Per questo, abbiamo il dovere di intendere il Giorno della Memoria come invito, costante e stringente, all’impegno e alla vigilanza.
Oggi in Italia e nel mondo sono in aumento – lo ha ricordato anche il Ministro Valditara – gli atti di antisemitismo e di razzismo, ispirati a vecchie dottrine e a nuove e perverse ideologie. E’ vero, si tratta di minoranze. Ma sono minoranze sempre più allo scoperto, che sfruttano con astuzia i moderni mezzi di comunicazione, che si insinuano velenosamente nelle scuole, negli stadi, nei luoghi del vivere comune.

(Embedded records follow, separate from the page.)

PR #3344, opened 2025-03-06
[chore] Address TODO to migrate to VCRpy and remove bespoke RequestMocker code in Google GenAI SDK instrumentation

michaelsafyan:
# Description

Revises the tests to split up into two different categories:

  1. A majority of tests that fully mock out the GenAI SDK (and do not need any request-level mocking).
  2. An end-to-end ("e2e") test that uses VCRpy to test with a non-mocked GenAI SDK to sanity-check the system.

This addresses prior pull request feedback expressing concern regarding bespoke request mocking and deviation from typical pattern elsewhere of using the VCRpy component. This also addresses the original underlying concerns regarding velocity; since most tests do not use VCRpy and directly mock the underlying GenAI SDK, most feature changes can be tested with much simpler mocks of the GenAI SDK outputs.

## Type of change

- Code cleanup

# How Has This Been Tested?

- Recorded with:
 - `tox -e py312-test-instrumentation-google-genai-oldest --vcr-record=all`
 
- Ran the tests with:
 - `tox -e py312-test-instrumentation-google-genai-oldest` 

- No


michaelsafyan:
Friendly ping.... is it possible to get this reviewed?

nirga (approved):

nirga:
@michaelsafyan note the failing CI

michaelsafyan:
Thanks. I had missed those failing checks.

Notes for myself for addressing this:

  1. First fix is in relation to lint (`tox -e lint-instrumentation-google-genai`).
  2. Second is in relation to tests on Python 3.9 (`tox -e py39-test-instrumentation-google-genai-oldest`, `py39-test-instrumentation-google-genai-latest`). It looks like VCRpy reports `content-encoding: gzip` even when it isn't gzipped, and this is causing it to fail in earlier version of Python... I'm guessing more stringent validation compared to later versions.

lmolkova (approved):

michaelsafyan:
@xrmx sorry for bothering you, but since you commented with a rocket emoji earlier and are one of the maintainers, I'm wondering if I might be able to ask you to get this merged?

instrumentation-genai/opentelemetry-instrumentation-google-genai/tests/generate_content/test_e2e.py
```diff
@@ -0,0 +1,507 @@
...
+        gcloud_call_result = subprocess.run(
+            "gcloud config get project",
+            shell=True,
+            capture_output=True,
+            check=True,
+        )
+    except subprocess.CalledProcessError:
+        return None
+    gcloud_output = gcloud_call_result.stdout.decode()
+    return gcloud_output.strip()
```
aabmass, line 70: What are these for? `google.auth.default()` should behave the same as these

instrumentation-genai/opentelemetry-instrumentation-google-genai/tests/generate_content/test_e2e.py
```diff
@@ -0,0 +1,507 @@
...
+    return False
+
+
+def _redact_headers(headers):
+    to_redact = []
+    for header_key in headers:
+        if _should_redact_header(header_key.lower()):
+            to_redact.append(header_key)
+    for header_key in to_redact:
+        headers[header_key] = "<REDACTED>"
```
aabmass, line 124:
```suggestion
    for header_key in headers:
        if _should_redact_header(header_key.lower()):
            headers[header_key] = "<REDACTED>"
```

instrumentation-genai/opentelemetry-instrumentation-google-genai/tests/generate_content/test_e2e.py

La riproposizione di simboli, di linguaggi, di riferimenti pseudo culturali, di falsi documenti, basati su ridicole teorie cospirazioniste, sono tutti segni di un passato che non deve tornare in alcuna forma e che richiedono la nostra più ferma e decisa reazione.
Resto fermamente convinto – lo ripeto anche oggi e lo dico principalmente a voi, studentesse e studenti – che la risposta deve partire, anzitutto, dalla difesa dei valori democratici contenuti nella Costituzione repubblicana. La nostra Carta ha marcato la linea di divisione tra civiltà e barbarie, nascendo dalle ceneri della Resistenza; abbiamo il privilegio, ma al tempo stesso il dovere, di declinarla quotidianamente, quale corollario del riconoscimento di eguali diritti e dignità ad ogni persona, con l’obiettivo dichiarato 75 anni fa – ma sempre attualissimo – della cooperazione internazionale per una convivenza pacifica tra i popoli e gli Stati. E tutti sappiamo bene quanto oggi questo bisogno di convivenza pacifica sia urgente ed attuale!
Mi avvio a concludere, non prima di aver ricordato brevemente due storie.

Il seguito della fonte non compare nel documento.